▶ _DATA FOR THE TASK_:
PR #2603, opened 2015-09-16
!!! [v6r12] Set/Remove >1 metadata field each time

calancha:
Set/Remove metadata fields for a large bunch of files/directories using the dirac file catalog is cumbersome: only one metadata field can be set/remove each time.
This commit allow set/remove unlimited number of metadata fields each time.


atsareg:
This PR has conflicts with your previous PR, please fix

▶ _YOUR ASSIGNMENT_: Repeat only the stretch of lines starting at the one containing "field each time" and running to the final line of the entries above.

▶ _WRITTEN ANSWER_:
!!! [v6r12] Set/Remove >1 metadata field each time

calancha:
Set/Remove metadata fields for a large bunch of files/directories using the dirac file catalog is cumbersome: only one metadata field can be set/remove each time.
This commit allow set/remove unlimited number of metadata fields each time.


atsareg:
This PR has conflicts with your previous PR, please fix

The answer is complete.